Une réflexion sur l’héritage des Jeux et la transition nécessaire à la survie des communautés de stations de ski
« Avant de penser à l’organisation, de ces Jeux, il faut penser à leur héritage, écrit l’auteur. « Que devront laisser les JO 2030 aux habitants des territoires de montagne ? Doivent-ils accentuer la tendance à l’envolée des prix immobiliers, au maintien de la neige à tout prix, à l’augmentation des capacités d’accueil des stations et des domaines ? Doivent-ils en prendre le contre-pied, et si oui, comment ? Peuvent-ils être l’occasion de recréer des filières d’emploi moins saisonnières, moins dépendantes de l’or blanc ? Sauront-ils innover, comme les JO 2024 ont réussi pour partie à le faire, en imaginant que le village des athlètes serait ensuite transformés en logements permanents, en créant le marathon pour tous, ou en misant sur des structures démontables plutôt que sur des chantiers permanents ? Conduire ces réflexions sans les habitants serait un non-sens. Il est encore largement temps de faire des JO leur projet », insiste très justement Guillaume Desmurs, rappelant que rien n’est jamais joué.
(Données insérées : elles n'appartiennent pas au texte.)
PR #10288, opened 2026-05-16
[4.x] Fix `RequireLivewireHeaders` middleware applied twice

### LINKED ISSUE #10287: `RequireLivewireHeaders` middleware applied twice on subsequent request
### Livewire version

v4.3

### Laravel version

v13.0

### PHP version

v8.4

Chrome on windows

When testing some mechanism, I found that **RequireLivewireHeaders** applied twice for page component action or subsequent request by lazy/defer page component.

This only happened when not using custom update endpoint. Otherwise, all is good.

**General page component with action**
- create page component
- call any action

**Lazy/Defer page component**
- create page component
- use `#[Lazy]` or `#[Defer]` attribute

inspect both cases middleware using https://github.com/fruitcake/laravel-debugbar

**General page component with action**
| --- | --- |
| Image | Image |

**Lazy/Defer page component**

Image

It should only applied once.

If **RequireLivewireHeaders** middleware only for Livewire request, why not just include this middleware in **PersistentMiddleware** class

ghabriel25:
`RequireLivewireHeaders` middleware always applied twice on component action or lazy/defer page component

### Files changes
- src/Mechanisms/HandleRequests/HandleRequests.php
- src/Mechanisms/PersistentMiddleware/PersistentMiddleware.php

### Summary
- Remove `RequireLivewireHeaders` middleware on `boot()` method in `HandleRequests` class
- Add `RequireLivewireHeaders` as persistent middleware in `PersistentMiddleware` class

### Before

https://github.com/user-attachments/assets/31fe7eb8-70a8-4c8b-9470-11bba270ff43

### After

https://github.com/user-attachments/assets/65a3a7c7-2a6b-43ab-9d82-cc8e2d4a010d

Fix: https://github.com/livewire/livewire/issues/10287

### DIFF
--- a/src/Mechanisms/HandleRequests/HandleRequests.php
+++ b/src/Mechanisms/HandleRequests/HandleRequests.php
@@ -25,7 +25,7 @@ class HandleRequests extends Mechanism
         if (! $this->updateRoute && ! $this->updateRouteExists()) {
             app($this::class)->setUpdateRoute(function ($handle) {
                 return Route::post(EndpointResolver::updatePath(), $handle)
-                    ->middleware(['web', RequireLivewireHeaders::class])
+                    ->middleware('web')
                     ->name('default-livewire.update');
             });
         }
--- a/src/Mechanisms/HandleRequests/HandleRequests.php
+++ b/src/Mechanisms/HandleRequests/HandleRequests.php
@@ -25,7 +25,7 @@ class HandleRequests extends Mechanism
         if (! $this->updateRoute && ! $this->updateRouteExists()) {
             app($this::class)->setUpdateRoute(function ($handle) {
                 return Route::post(EndpointResolver::updatePath(), $handle)
-                    ->middleware('web')
+                    ->middleware(['web', RequireLivewireHeaders::class])
                     ->name('default-livewire.update');
             });
         }
--- a/src/Mechanisms/PersistentMiddleware/PersistentMiddleware.php
+++ b/src/Mechanisms/PersistentMiddleware/PersistentMiddleware.php
@@ -22,6 +22,7 @@ class PersistentMiddleware extends Mechanism
         \Illuminate\Auth\Middleware\Authenticate::class,
         \Illuminate\Auth\Middleware\Authorize::class,
         \App\Http\Middleware\Authenticate::class,
+        \Livewire\Mechanisms\HandleRequests\RequireLivewireHeaders::class
     ];
 
     protected $path;
--- a/src/Mechanisms/PersistentMiddleware/PersistentMiddleware.php
+++ b/src/Mechanisms/PersistentMiddleware/PersistentMiddleware.php
@@ -22,7 +22,6 @@ class PersistentMiddleware extends Mechanism
         \Illuminate\Auth\Middleware\Authenticate::class,
         \Illuminate\Auth\Middleware\Authorize::class,
         \App\Http\Middleware\Authenticate::class,
-        \Livewire\Mechanisms\HandleRequests\RequireLivewireHeaders::class
     ];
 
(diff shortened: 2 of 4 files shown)


ghabriel25:
@calebporzio @joshhanley I'm not sure how to test this but happy to add some test with guidance.

src/Mechanisms/HandleRequests/HandleRequests.php
```diff
@@ -25,7 +25,7 @@ function boot()
         if (! $this->updateRoute && ! $this->updateRouteExists()) {
             app($this::class)->setUpdateRoute(function ($handle) {
                 return Route::post(EndpointResolver::updatePath(), $handle)
-                    ->middleware(['web', RequireLivewireHeaders::class])
```
joshhanley, line 28: @ghabriel25 this should remain here.

src/Mechanisms/PersistentMiddleware/PersistentMiddleware.php
```diff
@@ -22,6 +22,7 @@ class PersistentMiddleware extends Mechanism
         \Illuminate\Auth\Middleware\Authenticate::class,
         \Illuminate\Auth\Middleware\Authorize::class,
         \App\Http\Middleware\Authenticate::class,
+        \Livewire\Mechanisms\HandleRequests\RequireLivewireHeaders::class
```
joshhanley: See if there is a way we can exclude the `RequireLivewireHeaders` middleware for persistent middleware as it shouldn't be applied to the faux request.

joshhanley (changes requested):
@ghabriel25 thanks for the PR!

The middleware must be applied to the update endpoint, so are you able to change it back?

Instead it should be excluded from the persistent middleware so it doesn't run on the faux request and only the update request.

Re testing: I'm not sure if we have persistent middleware tests, but we if do, try seeing if we already have a test for excluding middleware from the faux request or not.

src/Mechanisms/PersistentMiddleware/PersistentMiddleware.php
ghabriel25: Note that. I'll try reject the middleware from persisten middleware

ghabriel25:
@joshhanley Need clearer mind to solve this. I'm gonna close this for now.

joshhanley:
No worries! Take your time

ghabriel25:
This is really embarassing for me. I just close other PR after testing this PR.

For this PR: After some debug using logger inside **`RequireLivewireHeaders`**, it only triggered once per request. It seems a bug from Laravel Debugbar, not from Livewire

joshhanley:
@ghabriel25 no worries!

ghabriel25:
Hi, @joshhanley Could you check this failing test? I tried this on `HandleRequests` unit test and failed
```php
public function test_require_livewire_headers_middleware_is_not_duplicated_on_update(): void
{
    $testable = Livewire::test(new class extends TestComponent {});
    $encodedSnapshot = json_encode($testable->snapshot);

    // Livewire's update route should still be matched, not the catch-all
    $response = $this->withHeaders(['X-Livewire' => 'true'])
        ->postJson(EndpointResolver::updatePath(), ['components' => [
            ['snapshot' => $encodedSnapshot, 'updates' => [], 'calls' => []],
        ]]);

    $response->assertOk();

    $route = collect(Route::getRoutes()->getRoutes())->first(function ($route) {
        return $route->getName() === 'default-livewire.update';
    });

    $middlewareCount = count(
        array_filter($route->middleware(), fn ($m) => $m === RequireLivewireHeaders::class)
    );

    $this->assertEquals(1, $middlewareCount);
}
```

PR #10289, opened 2026-05-16
[4.x] Re-order custom route endpoint middleware

ghabriel25:
## Scenario
For general livewire update route endpoint, the middleware always returns
```php
array:2 [▼
    0 => "web"
    1 => "Livewire\Mechanisms\HandleRequests\RequireLivewireHeaders"
]
```
However, for custom update route endpoint, the middleware order becomes
```php
array:2 [▼
    0 => "Livewire\Mechanisms\HandleRequests\RequireLivewireHeaders"
    1 => "web"
]
```

## Problem
In `HandleRequests::setUpdateRoute()`, `RequireLivewireHeader` was append first then `web` middleware. This PR to ensure that middleware always applied at same order for general update endpoint or custom.
```php
{

    // Ensure the header guard middleware is always present, even on custom routes.
    $route->middleware(RequireLivewireHeaders::class);

    // Ensure the route includes the `web` middleware group.
    // Without it, CSRF protection is lost entirely on the update endpoint.
    // Note: we use middleware() (not gatherMiddleware()) to avoid polluting
    // the route's computed middleware cache before it's fully configured.
    if (! in_array('web', $route->middleware())) {
        $route->middleware('web');
    }

    ...
}
```

## Solution
Change the order middleware applied. First must be `web` middleware then `RequireLivewireHeader`.
```php
{

    // Ensure the route includes the `web` middleware group.
    // Without it, CSRF protection is lost entirely on the update endpoint.
    // Note: we use middleware() (not gatherMiddleware()) to avoid polluting
    // the route's computed middleware cache before it's fully configured.
    if (! in_array('web', $route->middleware())) {
        $route->middleware('web');
    }    

    // Ensure the header guard middleware is always present, even on custom routes.
    $route->middleware(RequireLivewireHeaders::class);
    ...
}
```

### File changes

### DIFF
--- a/src/Mechanisms/HandleRequests/HandleRequests.php
+++ b/src/Mechanisms/HandleRequests/HandleRequests.php
@@ -92,9 +92,6 @@ class HandleRequests extends Mechanism
     {
         $route = $callback([self::class, 'handleUpdate'], EndpointResolver::updatePath());
 
-        // Ensure the header guard middleware is always present, even on custom routes.
-        $route->middleware(RequireLivewireHeaders::class);
-
         // Ensure the route includes the `web` middleware group.
         // Without it, CSRF protection is lost entirely on the update endpoint.
         // Note: we use middleware() (not gatherMiddleware()) to avoid polluting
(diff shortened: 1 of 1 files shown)


joshhanley (approved):
@ghabriel25 thanks for the PR! Makes sense to me.

calebporzio:
good call thanks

Et l’auteur de citer l’exemple de Denver, qui, en 1972, a finalement refusé d'organiser les Jeux prévus pour 1976, suite à un référendum.
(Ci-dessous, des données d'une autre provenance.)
PR #10290, opened 2026-05-17
[4.x] Fix checking empty array against `is_null` instead empty-array comparison

ghabriel25:
## Problem
In **PersistentMiddleware** class, applicable middleware was checked using `is_null` eventhough it returns an array
```php
protected function applyMiddleware()
{
    ...

    $middleware = $this->getApplicablePersistentMiddleware($request);

    // Only send through pipeline if there are middleware found
    if (is_null($middleware)) return;

    ...
}

{

    if (! $route) return [];

    $middleware = app('router')->gatherRouteMiddleware($route);

    return $this->filterMiddlewareByPersistentMiddleware($middleware);
}

protected function filterMiddlewareByPersistentMiddleware($middleware)
{
    $middleware = collect($middleware);

    $persistentMiddleware = collect(app(PersistentMiddleware::class)->getPersistentMiddleware());

    return $middleware
        ->filter(function ($value, $key) use ($persistentMiddleware) {
            return $persistentMiddleware->contains(function($iValue, $iKey) use ($value) {
                // Some middlewares can be closures.
                if (! is_string($value)) return false;

                // Ensure any middleware arguments aren't included in the comparison
                return Str::before($value, ':') == $iValue;
            });
        })
        ->values()
        ->all();
}
```
This returns **false** therefore this check will always passed

## Solution
Change the checking using comparison
```php
if (is_null($middleware) || $middleware === []) return;
```

## File Changes
- `src/Mechanisms/PersistentMiddleware/PersistentMiddleware.php`

### DIFF
--- a/src/Mechanisms/PersistentMiddleware/PersistentMiddleware.php
+++ b/src/Mechanisms/PersistentMiddleware/PersistentMiddleware.php
@@ -115,7 +115,7 @@ class PersistentMiddleware extends Mechanism
         $middleware = $this->getApplicablePersistentMiddleware($request);
 
         // Only send through pipeline if there are middleware found
-        if (is_null($middleware)) return;
+        if ($middleware === []) return;
 
         Utils::applyMiddleware($request, $middleware);
 
--- a/src/Mechanisms/PersistentMiddleware/PersistentMiddleware.php
+++ b/src/Mechanisms/PersistentMiddleware/PersistentMiddleware.php
@@ -112,6 +112,7 @@ class PersistentMiddleware extends Mechanism
 
         $request = $this->makeFakeRequest();
 
+        // If no middleware found, this returns `[]`
         $middleware = $this->getApplicablePersistentMiddleware($request);
 
         // Only send through pipeline if there are middleware found
--- a/src/Mechanisms/PersistentMiddleware/PersistentMiddleware.php
+++ b/src/Mechanisms/PersistentMiddleware/PersistentMiddleware.php
@@ -116,7 +116,7 @@ class PersistentMiddleware extends Mechanism
         $middleware = $this->getApplicablePersistentMiddleware($request);
 
         // Only send through pipeline if there are middleware found
-        if ($middleware === []) return;
+        if (is_null($middleware) || $middleware === []) return;
 
         Utils::applyMiddleware($request, $middleware);
 


src/Mechanisms/PersistentMiddleware/PersistentMiddleware.php
```diff
@@ -112,10 +112,11 @@ protected function applyPersistentMiddleware()
 
         $request = $this->makeFakeRequest();
 
+        // If no middleware found, this returns `[]`
         $middleware = $this->getApplicablePersistentMiddleware($request);
 
         // Only send through pipeline if there are middleware found
-        if (is_null($middleware)) return;
+        if ($middleware === []) return;
```
joshhanley: I wonder if it would be better to leave the null check there too?

joshhanley (changes requested):
@ghabriel25 thanks for the PR! I wonder if it would be better to leave the `is_null()` check there and just add the empty array check (or just use `empty($middleware)`)?

src/Mechanisms/PersistentMiddleware/PersistentMiddleware.php
ghabriel25: Make sense. I'll push it right away

ghabriel25: Wait, the variable is not the same. Other PR use property. Should this PR closed?

joshhanley: @ghabriel25 not sure what you mean. But you should leave this fix open, because if that PR doesn't get accepted, it will get lost. If anything this PR should be reviewed and merged/ closed, before that one is reviewed.

ghabriel25: @joshhanley I mean the other PR
```php
$this->applicableMiddleware = $this->getApplicablePersistentMiddleware($request);

if ($this->applicableMiddleware === []) return;
```
while this PR
```php
$middleware = $this->getApplicablePersistentMiddleware($request);

if ($middleware === []) return;
```

joshhanley: @ghabriel25 that PR isn't the concern of this PR, so I would update this PR accordingly. If that PR needs updating separately, then do that too.

It's generally why we try not to have the same fix in two PRs, better to keep them as two separate issues.

ghabriel25: Thanks, now I understand. I have pushed new commit there to restore original `null` check

calebporzio:
agree re: keeping null check in addition to new `[]` check

ghabriel25:
Done 👍

calebporzio:
Thanks @ghabriel25 !

ghabriel25:
@calebporzio Great! I still need more context though, is it for backward compatibility? (for future reference) 😅

joshhanley:
@ghabriel25 as we support Laravel L10-L13, we're never sure if there might be a difference back in L10 than what it is now in L13. So we just prefer to add the change, but not remove, just in case. Especially when people might not be even running the latest L10 and there could have been a change in an older point release.

ghabriel25:
@joshhanley I see. So prioritize adding changes rather than remove existing flow if possible 👍

joshhanley:
@ghabriel25 yep! Sometimes we have to change/remove things and that's fine, we just have to be more careful when doing so. For a small PR like this, theres no negative to leaving the null in, so just easier to do so.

« Les Jeux olympiques sont déconnectés des grands enjeux existentiels de nos sociétés », poursuit-il, mais « nous pouvons encore, ensemble, reprendre la main dans le rapport de force et profiter de ces JO pour en faire un exemple, un modèle, une inspiration et pas un événement au service de l’immobilier, des sponsors, du CIO, du « ruissellement inversé », des ambitions politiques de quelques-uns. Il y aurait une possibilité pour s’en sortir par le haut : renverser le rapport de forces. Refuser les conditions du CIO. Lui dire : « On aime les sports d’hiver et on aime les JO, c’est notre culture, mais nous devons être responsables. Nous ne signerons pas votre contrat-hôte qui impose trop. Nous n’accepterons pas vos conditions, nous n’enrichirons pas votre kleptocratie. Nous allons garder le sport et seulement le sport. Nous allons organiser des JO modestes, dans des infrastructures en l’état, avec le moins de spectateurs possible, sans construction nouvelle, sans privatiser l’espace public, sans privatiser les bénéfices dégagés grâce à l’argent public, sans encourager la spéculation immobilière, en tenant nos promesses, pour l’amour du geste sportif. De toute façon, mesdames et messieurs du CIO, vous n’avez pas le choix, plus personne ne veut vos JO et vos dettes. Ça aurait de l’allure, non ? (…) »
« Il reste cinq ans. Il n’est peut-être pas trop tard pour imposer des JO qui soient vraiment durables, populaires et sobres. Ce serait la plus belle des médailles d’or », conclut-il.